• MATERIAL SHOWN:
PR #441, opened 2025-08-01
(SP: ) Create preview API endpoint

### LINKED ISSUE #407: (SP:3 ) Create preview API endpoint
## Description:
Implement an API endpoint that accepts parameters like access token, page slug, language, and draft ID (optional)
The endpoint verifies the token, enables preview mode (draftMode()), sets necessary cookies, and redirects to the requested page

### Steps:

- Receive parameters: slug, previewToken, lang, draftId (optional)
- Validate the preview token securely
- Call draftMode().enable() to activate preview mode
- Return a redirect response to the requested page URL
- Set headers to prevent caching on preview pages

oleg191006:
## Description

- Added API route to handle preview mode

- Implemented utility to decode JWT tokens

- Added helper to extract Bearer token from request headers

## Type of change

- [x] New feature
- [ ] Bug fix
- [ ] Documentation update
- [ ] Refactoring / Tech debt
- [ ] CI/CD improvement
- [ ] Other: 

## How to test
you can see t in the video, you also need to add JWT_SECRET and PREVIEW_SECRET to the .env.local file
## Checklist

https://github.com/user-attachments/assets/84a087fd-c310-46c0-ac1b-ab67c832a6af

- [x] Tests pass successfully
- [x] No Sonar issues

---


app/api/preview/route.ts
```diff
@@ -0,0 +1,55 @@
...
+  const slug = searchParams.get('slug');
+  const token = searchParams.get('previewToken');
+  const lang = searchParams.get('lang');
+  const draftId = searchParams.get('draftId');
+
+  if (!slug || !token || !lang) {
+    return errorResponse([errors.MISSING_PARAMETERS], 400);
+  }
+
+  const VALID_TOKEN = process.env.PREVIEW_SECRET;
```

• EXERCISE BRIEF:
Only the data above, repeated exactly, should make up the reply.

• OUTPUT FOR THIS EXERCISE:
PR #441, opened 2025-08-01
(SP: ) Create preview API endpoint

### LINKED ISSUE #407: (SP:3 ) Create preview API endpoint
## Description:
Implement an API endpoint that accepts parameters like access token, page slug, language, and draft ID (optional)
The endpoint verifies the token, enables preview mode (draftMode()), sets necessary cookies, and redirects to the requested page

### Steps:

- Receive parameters: slug, previewToken, lang, draftId (optional)
- Validate the preview token securely
- Call draftMode().enable() to activate preview mode
- Return a redirect response to the requested page URL
- Set headers to prevent caching on preview pages

oleg191006:
## Description

- Added API route to handle preview mode

- Implemented utility to decode JWT tokens

- Added helper to extract Bearer token from request headers

## Type of change

- [x] New feature
- [ ] Bug fix
- [ ] Documentation update
- [ ] Refactoring / Tech debt
- [ ] CI/CD improvement
- [ ] Other: 

## How to test
you can see t in the video, you also need to add JWT_SECRET and PREVIEW_SECRET to the .env.local file
## Checklist

https://github.com/user-attachments/assets/84a087fd-c310-46c0-ac1b-ab67c832a6af

- [x] Tests pass successfully
- [x] No Sonar issues

---


app/api/preview/route.ts
```diff
@@ -0,0 +1,55 @@
...
+  const slug = searchParams.get('slug');
+  const token = searchParams.get('previewToken');
+  const lang = searchParams.get('lang');
+  const draftId = searchParams.get('draftId');
+
+  if (!slug || !token || !lang) {
+    return errorResponse([errors.MISSING_PARAMETERS], 400);
+  }
+
+  const VALID_TOKEN = process.env.PREVIEW_SECRET;
```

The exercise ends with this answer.